Hacker News new | ask | show | jobs
by jdmichal 3119 days ago
> But git never stores diffs between old and new content; it just creates a new blob every time the content of a file changes.

Git pack files compress objects by storing them as diff files going backwards. That is, it stores the most recent state in full, then uses patches to go backwards. Because you're more likely to need a recent version in full than an older one.

https://git-scm.com/book/en/v2/Git-Internals-Packfiles

1 comments

This is true but packfiles are an implementation detail.

It's still useful and more accurate conceptually to consider every commit as a complete snapshot of the state of code that point.
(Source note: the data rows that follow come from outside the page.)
PR #1095, opened 2023-03-28
perf(blade): Integrate SectionList in ActionList

anuraghazra:
// TBD


packages/blade/src/components/ActionList/ActionList.tsx
```diff
@@ -98,6 +101,24 @@ const _ActionList = ({ children, surfaceLevel = 2, testID }: ActionListProps): J
...
+  const renderActionListSectionHeader = React.useCallback(({ section: { title } }) => {
+    if (!title) return null;
+    return <ActionListSection title={title} _hideDivider={true} children={undefined} />;
+  }, []);
+
+  const renderActionListSectionDivider = React.useCallback(
+    ({ section: { title, hideDivider } }) => {
+      if (!title) return null;
+      if (hideDivider) return null;
+      return <ActionListSectionDivider />;
```
anuraghazra, line 117: While in the web we wrap multiple ActionListItems inside ActionListSection, in here we can't do that so the 'section header' & 'section footer' components are rendered separately. 

Basically it's a flat structure.

packages/blade/src/components/ActionList/actionListUtils.ts
```diff
@@ -45,24 +45,36 @@ const actionListAllowedChildren = [
...
 ): {
+  sectionData: SectionData;
   childrenWithId?: React.ReactNode[] | null;
   actionListOptions: OptionsType;
   defaultSelectedIndices: number[];
   actionListHeaderChild: React.ReactElement | null;
   actionListFooterChild: React.ReactElement | null;
 } => {
+  const sectionData: SectionData = [];
+  let currentSection: string | null = null;
```
anuraghazra, line 68: If currentSection is null, we don't render SectionListHeader

packages/blade/src/components/ActionList/ActionList.tsx
```diff
@@ -112,13 +133,25 @@ const _ActionList = ({ children, surfaceLevel = 2, testID }: ActionListProps): J
     >
       {actionListHeaderChild}
       <StyledListBoxWrapper
+        sections={sectionData}
+        windowSize={5}
+        initialNumToRender={5}
+        bouncesZoom={false}
+        bounces={false}
```
chaitanyadeorukhkar, line 140: Lets keep bounces as true? That's the expected behaviour on iOS

packages/blade/src/components/ActionList/ActionList.tsx
```diff
@@ -112,13 +133,25 @@ const _ActionList = ({ children, surfaceLevel = 2, testID }: ActionListProps): J
     >
       {actionListHeaderChild}
       <StyledListBoxWrapper
+        sections={sectionData}
+        windowSize={5}
+        initialNumToRender={5}
```
chaitanyadeorukhkar, line 138: Lets keep it as default values that RN has instead of us passing it?

packages/blade/src/components/ActionList/ActionList.tsx
```diff
@@ -112,13 +133,25 @@ const _ActionList = ({ children, surfaceLevel = 2, testID }: ActionListProps): J
...
+        bouncesZoom={false}
+        bounces={false}
+        keyExtractor={(item: any) => {
+          return item.value;
+        }}
```
chaitanyadeorukhkar, line 143: Not the best practice to use index as key especially for use-cases where item's indexes keep changing. Unlikely in our case but not impossible (would change during typeahead). Do we know what the value of `item.value` is going to be? I think it expects a number/string only
```suggestion
        keyExtractor={(item: any, index: number) => {
          return index;
        }}
```

packages/blade/src/components/ActionList/ActionList.tsx
```diff
@@ -1,8 +1,10 @@
+/* eslint-disable @typescript-eslint/no-explicit-any */
```
chaitanyadeorukhkar, line 1: The entire implementation of ActionList seems too messy at the moment. We're handling RN as well as web specific things here. I think its better if we create `ActionList.native.tsx` & `ActionList.web.tsx`. Both of them have very different implementations anyway, better to keep them isolated. We can share certain things like styling via common functions. What do you think?

packages/blade/src/components/ActionList/actionListUtils.ts
```diff
@@ -71,6 +83,27 @@ const getActionListProperties = (
       });
       const currentIndex = actionListOptions.length - 1;
 
+      const foundSection = sectionData.find((v) => v.title === currentSection);
+      // push the item in the appropriate bucket
+      if (foundSection) {
+        foundSection?.data.push({
```
chaitanyadeorukhkar, line 89: We're pushing data  into `foundSection` but where are we returning it to? I can see in the else branch, we're pushing data into `sectionData` and returning `sectionData`  to the caller. What we we doing with `foundSection`?

packages/blade/src/components/ActionList/ActionList.tsx
anuraghazra: Bounces messes up with the Section list headers in iOS

https://user-images.githubusercontent.com/35374649/231438994-2456b83e-c1f4-4628-b903-00107b37c3e2.mov

packages/blade/src/components/ActionList/ActionList.tsx
anuraghazra: 🤔 not using the index, I'm using item.value only which is the value which user passes to the ActionListItem

packages/blade/src/components/ActionList/actionListUtils.ts
anuraghazra: foundSection is not the actual data we represent, it's a reference to a single item from `sectionData` which we find and push the data into to build a data structure like this: 

```json
[
  { // <-------- this whole object is what "foundSection" references to, 
                 we find it via the `title` & push more items into the `data` array
    "title": "Recent 1",
    "hideDivider": false,
    "data": [
      {
        "title": "Avocados",
        "value": "Avocados",
        "_index": 4
      },
      {
        "title": "Bananas",
        "value": "Bananas",
        "_index": 5
      },
      {
        "title": "Blueberries",
        "value": "Blueberries",
        "_index": 6
      }
    ]
  },
  {
    "title": "Recent 2",
    "hideDivider": true,
    "data": [
      {
        "title": "Cherries",
        "value": "Cherries",
        "_index": 7
      },
      {
        "title": "Crab apples",
        "value": "Crab apples",
        "_index": 8
      },
      {
        "title": "Jambolan",
        "value": "Jambolan",
        "_index": 9
      }
    ]
  }
]
```

packages/blade/src/components/ActionList/ActionList.tsx
anuraghazra: Yes right, lets refactor this.

packages/blade/src/components/ActionList/styles/StyledListBoxWrapper.native.tsx
```diff
@@ -1,9 +1,12 @@
-import { ScrollView } from 'react-native';
+/* eslint-disable @typescript-eslint/no-explicit-any */
+/* eslint-disable react/display-name */
+import { SectionList } from 'react-native';
 import styled from 'styled-components/native';
 import { getBaseListBoxWrapperStyles } from './getBaseListBoxWrapperStyles';
 
 // It's not really styled here but have to keep name same since we have to style this with overflowY and maxWidth in web
-const StyledListBoxWrapper = styled(ScrollView)((props) => ({
+const StyledListBoxWrapper = styled(SectionList)((props) => ({
```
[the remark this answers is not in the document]
saurabhdaware: Like what if we render `SectionList` here instead of BaseBox? https://github.com/razorpay/blade/blob/b79b2ac3f04c4f6d1ff5dd5503f6114d4c40c0ab/packages/blade/src/components/ActionList/ActionListItem.tsx#L109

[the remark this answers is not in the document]
chaitanyadeorukhkar: Yeah, it is styled right?

packages/blade/src/components/ActionList/ActionListBox.native.tsx
```diff
@@ -0,0 +1,64 @@
...
+        bouncesZoom={false}
+        bounces={false}
+        keyExtractor={(item: any) => {
+          return item.value;
+        }}
+        renderSectionHeader={renderActionListSectionHeader}
+        renderSectionFooter={renderActionListSectionDivider}
+        renderItem={renderActionListItem}
+        // eslint-disable-next-line @typescript-eslint/no-explicit-any
+        ref={ref as any}
```
chaitanyadeorukhkar, line 52: Why is this any?

packages/blade/src/components/ActionList/actionListUtils.ts
chaitanyadeorukhkar: I still don't understand where we're using foundSection?

packages/blade/src/components/Dropdown/Dropdown.stories.tsx
```diff
@@ -805,19 +807,46 @@ WithMultipleDropdowns.args = {
   name: 'design-system',
 };
 
-export const DropdownPerformance = (): React.ReactElement => {
+export const ASectionsPerf = (): React.ReactElement => {
```
chaitanyadeorukhkar, line 810: Renamed this? What is AsectionsPerf? DrowndownPerformance seemed more contextual

packages/blade/src/components/ActionList/ActionList.tsx
chaitanyadeorukhkar: Wtf 😆

chaitanyadeorukhkar: I think I meant, should we use index here because value's value could be unpredictable. Even though using index is not the best practice it might be safer than value. This "value" is what the consumer would pass as options, right?

packages/blade/src/components/ActionList/actionListUtils.ts
anuraghazra: foundSection is a temporary variable we use to find and mutate the sectionData. 

Minimal example: 

image

packages/blade/src/components/ActionList/ActionList.tsx
anuraghazra: > This "value" is what the consumer would pass as options, right?

Yes that should also be fine, value should be stable across renders. 

Either way users should not change the value of any <ActionListItem /> in the runtime, doesn't make sense to do so either way. 

Imagine: 
```
<select>
  <option value={Math.random() > 0.5 ? "what" : "why?"}>hello</option>
  <option value="world">world</option>
</select>
```

packages/blade/src/components/ActionList/ActionList.tsx
anuraghazra: Okay added bg white looks okay. There was still a bit of a gap even after adding bg color because of padding in the container, had to use a bit of negative margin hacks to fix it.

packages/blade/src/components/ActionList/ActionListBox.native.tsx
anuraghazra: Most of our refs are casted to any because react refs don't play along very nicely with multiple unions refs like (TextInput | HTMLInputElement), React ref types are [way too messed up](https://twitter.com/mattpocockuk/status/1559844928422830080) to even worth fixing them.

packages/blade/src/components/ActionList/styles/StyledListBoxWrapper.native.tsx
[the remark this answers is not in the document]
anuraghazra: > Like what if we render SectionList here instead of BaseBox?

We can't do that, SectionList needs the structured data of all the items to be rendered and then it does the virtualization on that data and then renders only the component which are in view. 

It won't be possible to use ActionListSection and somehow patch it to use SectionList because our ActionListSection only groups the data in a visual hierarchy, but in react-native side we only need 1 wrapper which we push all the data into. 

Right now what we do is we take the JSX and convert it to the data structure which feeds into the SectionList. 

Frame 1483

> And what is the advantage of using SectionList if we are wrapping all items in it?

So we are not wrapping all the things in SectionList, sectionList doesn't even accept any children prop, we just feed the data, and provide functions like `renderItem`, `renderSectionFooter`, `renderSectionHeader` which does the rendering.

packages/blade/src/components/Dropdown/Dropdown.stories.tsx
anuraghazra: Renamed to internal components so it doesn't show up on consumer end.

packages/blade/src/components/ActionList/ActionListItem.tsx
```diff
@@ -105,12 +106,19 @@ const _ActionListSection = ({
...
   return (
     <BaseBox
       {...makeAccessible({
         role: getActionListSectionRole(),
         label: title,
       })}
+      style={{
+        paddingTop: theme.spacing[3],
+        marginTop: -theme.spacing[3],
+      }}
```
saurabhdaware, line 120: Can use direct props from Box right?
```suggestion
      paddingTop="spacing.3"
      marginTop={`-${theme.spacing[3]}px`}
```

packages/blade/src/components/ActionList/ActionListItem.tsx
```diff
@@ -105,12 +106,19 @@ const _ActionListSection = ({
...
+      backgroundColor="surface.background.level2.lowContrast"
```
saurabhdaware, line 121: This will set static color for actionlist no? ideally it should take from `surfaceLevel` prop. We can set transparent or nothing here to let it read from parent. Currently it breaks when surfaceLevel is set to 3

image

packages/blade/src/components/ActionList/ActionListBox.native.tsx
saurabhdaware, line 1: Nicee 👯

packages/blade/src/components/ActionList/ActionListItem.tsx
saurabhdaware: Oh I think this is messing up with spacings of its upper element? The padding of element above section header gets cropped out.

image

image

packages/blade/src/components/ActionList/ActionListBox.native.tsx
```diff
@@ -0,0 +1,62 @@
...
+      [],
+    );
+
+    return (
+      <StyledListBoxWrapper
+        sections={sectionData}
+        windowSize={5}
+        initialNumToRender={5}
+        keyExtractor={(item: any) => {
+          return item.value;
```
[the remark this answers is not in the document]
anuraghazra: > predictability

Yes values will always be unique string, similar to how <select \/> works on html.

packages/blade/src/components/ActionList/ActionListItem.tsx
anuraghazra: Right good catch!

packages/blade/src/components/ActionList/ActionListItem.tsx
anuraghazra: Will check.

anuraghazra:
@chaitanyadeorukhkar video demo: 


https://user-images.githubusercontent.com/35374649/232464498-3ed8a346-da76-4859-bb26-149b7b167998.mov

chaitanyadeorukhkar (dismissed):

packages/blade/src/components/ActionList/ActionListItem.tsx
anuraghazra: Can't add transparent becuase of this https://github.com/razorpay/blade/pull/1095#discussion_r1166693555

packages/blade/src/components/ActionList/ActionListItem.tsx
anuraghazra: Fixed.

saurabhdaware (approved):
Looks so good on native now 👯

Issue #1013, opened 2023-02-15
Ref are breaking in React Native


saurabhdaware:
Ref stories on react native storybook are breaking. We might have to add some validation in ref hook to ignore in react native.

That can be said of every version control system. Restoration of state to any given version is their defining feature. How they achieve that is always an implementation detail, but those details can still be important and interesting.
Git commits are composed of all of the files in the commit, it’s parent and the commit message. This is an important guarantee that each checkout is valid without the rest of the repo. This allows you to have a lot of exotic implementations guarantee consistency between them. Meaning if your GitHub you can distribute commits across many servers. Or your Microsoft and you build partial checkouts for Gvfs. It’s what allows Git LFS to keep many of git’s core guarantees while making tradeoffs to improve areas where git is traditionally weak.
Sorta true but see what bbatha said.

There are people who distinguish changeset oriented and snapshot oriented and will hotly debate that one or the other is better.

But as you say, restoration of state is a necessary and defining feature.